━━ Material for the task

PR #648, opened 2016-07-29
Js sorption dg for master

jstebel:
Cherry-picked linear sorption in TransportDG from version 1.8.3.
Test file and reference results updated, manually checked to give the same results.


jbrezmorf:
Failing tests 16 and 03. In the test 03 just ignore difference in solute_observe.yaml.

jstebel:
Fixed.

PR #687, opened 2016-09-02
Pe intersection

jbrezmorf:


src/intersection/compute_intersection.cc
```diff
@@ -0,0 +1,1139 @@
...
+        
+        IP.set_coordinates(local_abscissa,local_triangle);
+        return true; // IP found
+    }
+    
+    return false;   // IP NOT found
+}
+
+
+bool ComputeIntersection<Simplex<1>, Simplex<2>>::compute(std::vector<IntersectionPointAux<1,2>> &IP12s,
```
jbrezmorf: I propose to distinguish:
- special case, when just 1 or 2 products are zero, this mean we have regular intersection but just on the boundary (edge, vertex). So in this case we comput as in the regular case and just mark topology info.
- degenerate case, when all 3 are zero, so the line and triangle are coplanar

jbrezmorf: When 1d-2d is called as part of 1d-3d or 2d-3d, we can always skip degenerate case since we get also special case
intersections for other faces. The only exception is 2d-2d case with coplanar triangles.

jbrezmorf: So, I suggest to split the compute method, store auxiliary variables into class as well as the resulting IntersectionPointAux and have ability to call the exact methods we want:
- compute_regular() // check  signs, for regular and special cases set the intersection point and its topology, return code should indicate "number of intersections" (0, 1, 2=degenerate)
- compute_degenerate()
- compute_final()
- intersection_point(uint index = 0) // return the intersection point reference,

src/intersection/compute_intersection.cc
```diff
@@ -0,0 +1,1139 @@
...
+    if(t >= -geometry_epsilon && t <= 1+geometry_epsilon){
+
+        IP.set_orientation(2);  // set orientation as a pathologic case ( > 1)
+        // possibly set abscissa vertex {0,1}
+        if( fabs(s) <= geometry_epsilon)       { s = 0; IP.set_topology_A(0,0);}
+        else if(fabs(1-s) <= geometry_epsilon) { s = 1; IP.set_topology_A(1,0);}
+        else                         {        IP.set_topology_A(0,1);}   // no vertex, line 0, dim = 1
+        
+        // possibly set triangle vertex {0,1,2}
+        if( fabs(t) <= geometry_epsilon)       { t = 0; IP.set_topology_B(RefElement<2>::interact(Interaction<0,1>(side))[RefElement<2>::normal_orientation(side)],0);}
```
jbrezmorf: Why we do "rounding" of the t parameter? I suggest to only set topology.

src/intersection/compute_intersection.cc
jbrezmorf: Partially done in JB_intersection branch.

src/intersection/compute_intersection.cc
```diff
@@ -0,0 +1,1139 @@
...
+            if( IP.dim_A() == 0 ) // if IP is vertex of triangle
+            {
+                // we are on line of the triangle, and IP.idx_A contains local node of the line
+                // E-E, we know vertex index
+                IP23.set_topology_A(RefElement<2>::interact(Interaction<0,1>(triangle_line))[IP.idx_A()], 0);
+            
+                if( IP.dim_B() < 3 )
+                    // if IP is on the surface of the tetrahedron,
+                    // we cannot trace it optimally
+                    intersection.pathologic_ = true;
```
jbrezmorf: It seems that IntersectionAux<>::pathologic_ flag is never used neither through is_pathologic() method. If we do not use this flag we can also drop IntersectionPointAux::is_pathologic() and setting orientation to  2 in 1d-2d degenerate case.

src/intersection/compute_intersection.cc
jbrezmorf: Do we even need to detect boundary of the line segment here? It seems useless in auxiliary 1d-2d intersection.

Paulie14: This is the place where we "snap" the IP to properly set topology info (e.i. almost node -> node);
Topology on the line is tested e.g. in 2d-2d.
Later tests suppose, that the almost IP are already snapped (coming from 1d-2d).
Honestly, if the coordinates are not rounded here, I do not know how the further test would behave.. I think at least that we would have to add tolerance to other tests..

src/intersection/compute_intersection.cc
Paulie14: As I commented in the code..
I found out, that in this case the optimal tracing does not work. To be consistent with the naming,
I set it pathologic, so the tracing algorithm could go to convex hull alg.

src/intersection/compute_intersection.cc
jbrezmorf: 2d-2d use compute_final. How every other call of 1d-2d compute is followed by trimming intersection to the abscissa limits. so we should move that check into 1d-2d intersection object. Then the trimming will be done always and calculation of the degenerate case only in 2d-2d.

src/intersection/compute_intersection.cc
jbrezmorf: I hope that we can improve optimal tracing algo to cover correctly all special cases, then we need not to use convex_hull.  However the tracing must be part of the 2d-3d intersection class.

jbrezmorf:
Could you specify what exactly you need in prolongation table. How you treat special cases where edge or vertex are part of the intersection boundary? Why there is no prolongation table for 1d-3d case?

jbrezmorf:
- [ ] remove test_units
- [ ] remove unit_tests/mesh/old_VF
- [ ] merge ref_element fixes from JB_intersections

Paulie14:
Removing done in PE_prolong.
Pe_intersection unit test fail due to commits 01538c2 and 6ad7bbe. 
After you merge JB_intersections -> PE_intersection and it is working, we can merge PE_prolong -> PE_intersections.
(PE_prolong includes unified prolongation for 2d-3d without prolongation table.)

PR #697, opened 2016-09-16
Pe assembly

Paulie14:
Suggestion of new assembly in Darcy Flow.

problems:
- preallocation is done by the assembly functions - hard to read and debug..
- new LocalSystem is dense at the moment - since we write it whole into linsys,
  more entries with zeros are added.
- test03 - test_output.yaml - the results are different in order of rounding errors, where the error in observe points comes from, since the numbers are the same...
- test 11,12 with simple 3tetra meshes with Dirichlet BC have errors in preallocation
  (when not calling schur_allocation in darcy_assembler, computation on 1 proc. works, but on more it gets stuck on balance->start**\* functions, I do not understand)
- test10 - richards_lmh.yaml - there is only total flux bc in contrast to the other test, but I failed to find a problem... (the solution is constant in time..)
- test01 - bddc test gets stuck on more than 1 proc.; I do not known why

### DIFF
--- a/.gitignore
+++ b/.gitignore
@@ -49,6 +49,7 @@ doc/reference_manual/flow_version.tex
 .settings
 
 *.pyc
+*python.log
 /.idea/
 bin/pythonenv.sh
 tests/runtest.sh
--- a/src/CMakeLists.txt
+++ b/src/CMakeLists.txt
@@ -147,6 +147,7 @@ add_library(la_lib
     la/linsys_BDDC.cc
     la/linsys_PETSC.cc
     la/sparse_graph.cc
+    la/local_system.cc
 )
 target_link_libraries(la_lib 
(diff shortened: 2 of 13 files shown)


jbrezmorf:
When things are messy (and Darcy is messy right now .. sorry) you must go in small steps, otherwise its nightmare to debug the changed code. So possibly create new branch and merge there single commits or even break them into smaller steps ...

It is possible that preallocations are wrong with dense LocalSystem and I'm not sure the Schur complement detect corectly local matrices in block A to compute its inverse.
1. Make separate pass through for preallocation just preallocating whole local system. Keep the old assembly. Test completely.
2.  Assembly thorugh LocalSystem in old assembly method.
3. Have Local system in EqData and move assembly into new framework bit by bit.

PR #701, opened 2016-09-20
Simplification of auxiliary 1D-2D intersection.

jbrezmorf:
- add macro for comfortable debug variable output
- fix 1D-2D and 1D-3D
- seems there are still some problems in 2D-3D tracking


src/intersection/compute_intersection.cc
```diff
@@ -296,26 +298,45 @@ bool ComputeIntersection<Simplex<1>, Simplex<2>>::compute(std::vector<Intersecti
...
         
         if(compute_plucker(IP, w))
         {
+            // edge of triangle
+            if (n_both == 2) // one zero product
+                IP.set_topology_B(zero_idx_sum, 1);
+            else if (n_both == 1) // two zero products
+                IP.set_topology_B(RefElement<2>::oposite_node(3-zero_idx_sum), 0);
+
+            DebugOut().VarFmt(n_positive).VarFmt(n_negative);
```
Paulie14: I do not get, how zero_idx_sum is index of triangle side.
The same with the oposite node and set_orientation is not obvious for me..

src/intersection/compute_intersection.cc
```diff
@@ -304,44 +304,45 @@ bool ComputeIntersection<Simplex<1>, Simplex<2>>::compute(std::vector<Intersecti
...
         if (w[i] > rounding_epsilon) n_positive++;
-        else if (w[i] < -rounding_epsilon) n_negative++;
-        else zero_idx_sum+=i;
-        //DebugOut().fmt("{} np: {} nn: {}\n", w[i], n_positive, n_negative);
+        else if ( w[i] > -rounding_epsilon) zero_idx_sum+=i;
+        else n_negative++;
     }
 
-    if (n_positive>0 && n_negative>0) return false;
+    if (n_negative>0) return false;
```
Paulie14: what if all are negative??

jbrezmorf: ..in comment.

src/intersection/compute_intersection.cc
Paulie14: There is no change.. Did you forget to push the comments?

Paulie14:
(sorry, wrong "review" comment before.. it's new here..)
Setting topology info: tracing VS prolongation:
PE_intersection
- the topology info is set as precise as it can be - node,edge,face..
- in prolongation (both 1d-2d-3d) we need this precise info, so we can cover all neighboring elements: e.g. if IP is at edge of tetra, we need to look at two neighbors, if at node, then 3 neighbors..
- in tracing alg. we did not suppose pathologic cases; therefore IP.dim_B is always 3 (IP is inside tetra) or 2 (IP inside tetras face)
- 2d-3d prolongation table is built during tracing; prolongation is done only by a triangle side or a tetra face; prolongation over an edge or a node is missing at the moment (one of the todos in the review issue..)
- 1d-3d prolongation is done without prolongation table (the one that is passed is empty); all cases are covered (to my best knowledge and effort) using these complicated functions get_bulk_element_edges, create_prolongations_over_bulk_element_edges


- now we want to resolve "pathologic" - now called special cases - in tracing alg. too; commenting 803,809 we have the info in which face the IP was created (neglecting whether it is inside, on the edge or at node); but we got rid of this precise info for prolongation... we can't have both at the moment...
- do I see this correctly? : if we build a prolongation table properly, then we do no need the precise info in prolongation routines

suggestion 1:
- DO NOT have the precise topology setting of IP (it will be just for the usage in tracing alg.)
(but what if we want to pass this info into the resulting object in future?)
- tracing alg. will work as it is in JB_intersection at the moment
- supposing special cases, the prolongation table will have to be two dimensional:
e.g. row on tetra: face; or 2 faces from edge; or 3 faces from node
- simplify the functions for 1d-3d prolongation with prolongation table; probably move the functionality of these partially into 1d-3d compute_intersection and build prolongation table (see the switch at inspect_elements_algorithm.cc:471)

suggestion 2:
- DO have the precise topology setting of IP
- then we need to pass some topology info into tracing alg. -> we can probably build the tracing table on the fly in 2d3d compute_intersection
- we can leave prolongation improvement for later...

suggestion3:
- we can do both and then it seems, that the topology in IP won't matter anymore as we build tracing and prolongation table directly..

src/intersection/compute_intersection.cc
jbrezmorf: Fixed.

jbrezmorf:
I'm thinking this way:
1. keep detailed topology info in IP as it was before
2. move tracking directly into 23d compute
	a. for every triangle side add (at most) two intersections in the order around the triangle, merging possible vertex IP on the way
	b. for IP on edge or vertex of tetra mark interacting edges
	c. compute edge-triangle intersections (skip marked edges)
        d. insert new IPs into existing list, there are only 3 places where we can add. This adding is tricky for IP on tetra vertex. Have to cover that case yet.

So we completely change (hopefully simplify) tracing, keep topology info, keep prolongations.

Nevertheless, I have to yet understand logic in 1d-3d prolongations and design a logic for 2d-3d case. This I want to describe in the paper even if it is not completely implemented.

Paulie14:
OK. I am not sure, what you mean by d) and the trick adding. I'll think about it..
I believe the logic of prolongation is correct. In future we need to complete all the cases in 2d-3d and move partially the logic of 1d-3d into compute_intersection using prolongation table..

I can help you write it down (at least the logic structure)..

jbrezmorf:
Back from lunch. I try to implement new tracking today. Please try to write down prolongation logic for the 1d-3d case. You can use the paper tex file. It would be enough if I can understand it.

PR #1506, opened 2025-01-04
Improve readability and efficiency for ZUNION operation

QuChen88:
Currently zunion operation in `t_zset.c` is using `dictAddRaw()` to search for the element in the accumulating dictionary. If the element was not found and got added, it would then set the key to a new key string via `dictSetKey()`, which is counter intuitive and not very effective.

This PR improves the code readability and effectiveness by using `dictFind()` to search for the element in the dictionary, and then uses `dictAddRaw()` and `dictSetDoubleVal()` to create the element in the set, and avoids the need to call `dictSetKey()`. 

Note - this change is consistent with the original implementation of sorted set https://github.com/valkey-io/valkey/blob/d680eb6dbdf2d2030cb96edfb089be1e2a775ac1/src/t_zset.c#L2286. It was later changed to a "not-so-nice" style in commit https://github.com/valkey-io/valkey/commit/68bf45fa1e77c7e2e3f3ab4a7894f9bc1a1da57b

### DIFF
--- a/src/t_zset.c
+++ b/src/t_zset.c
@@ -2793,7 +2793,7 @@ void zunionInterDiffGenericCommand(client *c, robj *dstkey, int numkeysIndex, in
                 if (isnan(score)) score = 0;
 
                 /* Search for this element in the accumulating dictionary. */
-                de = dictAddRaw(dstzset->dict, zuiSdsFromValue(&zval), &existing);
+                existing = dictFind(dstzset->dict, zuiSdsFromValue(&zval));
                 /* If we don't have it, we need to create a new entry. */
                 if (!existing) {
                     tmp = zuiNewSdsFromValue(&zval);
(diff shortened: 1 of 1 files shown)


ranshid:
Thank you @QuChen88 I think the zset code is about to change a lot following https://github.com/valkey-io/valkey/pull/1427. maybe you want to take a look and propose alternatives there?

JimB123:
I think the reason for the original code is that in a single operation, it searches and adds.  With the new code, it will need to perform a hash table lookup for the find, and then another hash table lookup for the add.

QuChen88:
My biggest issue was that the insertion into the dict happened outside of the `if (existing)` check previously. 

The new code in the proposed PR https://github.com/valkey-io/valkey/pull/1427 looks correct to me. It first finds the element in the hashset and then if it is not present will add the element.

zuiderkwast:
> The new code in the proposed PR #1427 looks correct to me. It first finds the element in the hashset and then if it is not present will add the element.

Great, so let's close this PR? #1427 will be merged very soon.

━━━━

• What you will do: Looking at the entries above, can you reproduce exactly the lines from the one that holds "jbrezmorf: Do we" through the one that holds "Later tests suppose, that", and only those?

• Answer below:
jbrezmorf: Do we even need to detect boundary of the line segment here? It seems useless in auxiliary 1d-2d intersection.

Paulie14: This is the place where we "snap" the IP to properly set topology info (e.i. almost node -> node);
Topology on the line is tested e.g. in 2d-2d.
Later tests suppose, that the almost IP are already snapped (coming from 1d-2d).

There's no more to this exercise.